After the fall of Sandusky, the Ohio front would be a relative stalemate. Later in 1941, US forces attempted to copy the Confederates' success and launch a drive on Richmond, Virginia, which, after some initial success, was halted by Confederate forces. Both sides would grind at each other until the drive into Pennsylvania in June. The Virginia front would be largely inactive until early 1944.

1942

Despite the success of the Ohio campaign militarily, it failed strategically as the US did not give in. C.S. Army planners had aimed for a quick and decisive victory, but with the United States government refusing to surrender or even negotiate, the Army found itself facing a much longer and more difficult war.

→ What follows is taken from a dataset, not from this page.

PR #1647, opened 2026-04-03
Use Mojang's API for username fetching

calcastor:


calcastor:
Will be superseded by https://github.com/PGMDev/PGM/issues/1673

President Jake Featherston ordered another major offensive, this one aimed at taking the major US industrial city of Pittsburgh. However, the US forces, now under the command of the aggressive and brilliant-minded tactician General Irving Morrell, began to display greatly improved performance and forced the Confederates to push into Pittsburgh itself instead of the original plan to surround the city and besiege it. They were gradually ground down in house-to-house and later rubble-to-rubble fighting. In November 1942, a US counterattack under the command of General Morrell cut off the Army of Kentucky inside Pittsburgh and rapidly retook most of the Confederate holdings in Pennsylvania and Ohio. Patton had to be ordered to leave the city by Featherston and was flown out before the besieged and surrounded Confederate forces there surrendered. From then on, the United States would have the initiative.

1943

During 1943, the Confederates were forced onto the defensive all along the line, gradually being forced to yield ground in West Texas (where the US Eleventh Army under Abner Dowling overran the Confederate concentration camp called Camp Determination), Virginia, and especially in Kentucky and Tennessee, where Morrell continued to press Patton's forces in an attempt to employ the Confederates' own tactic of cutting the enemy nation in two against them. The end of 1943 saw Confederate forces struggling to halt the US advance in northern Georgia short of Atlanta, despite the advantage of having several novel weapons such as the Barrel Busters (a self-propelled antibarrel gun on a barrel chassis), the stovepipe (an anti-barrel rocket launcher) and a number of other rocket artillery weapons.

1944

By 1944, the Confederate States Army was on its last legs. Several years of all-out war had sapped its manpower and available fuel and equipment to disastrously-low levels. With United States troops advancing everywhere, the Army was forced to call on its last strength. New recruits were hastily enlisted and sent into action, as the Army called on the only reserves it had left untapped - the old men and the young boys. Though the new Barrels with their thick armor and massive guns were superior to the United States Army's Mark IIIs, they were too few in number to be able to stop the U.S. advance.

The Army fought on to the bitter end as Jake Featherston demanded, but with his death and the threat of further use of nuclear weapons against Confederate territories, the C.S. Army finally gave up. General George S. Patton, commanding general of the Army of Kentucky, had by the war's end retreated to Birmingham, Alabama, where he surrendered to Brigadier General Ironhewer. With Patton's surrender, the C.S. Army's last real hope of carrying on evaporated. Surrendered soldiers were taken in as prisoners of war, and were required to swear an oath of loyalty to the United States before they would be released. The Confederate States Army, like the country it served, ceased to exist 83 years after it was established.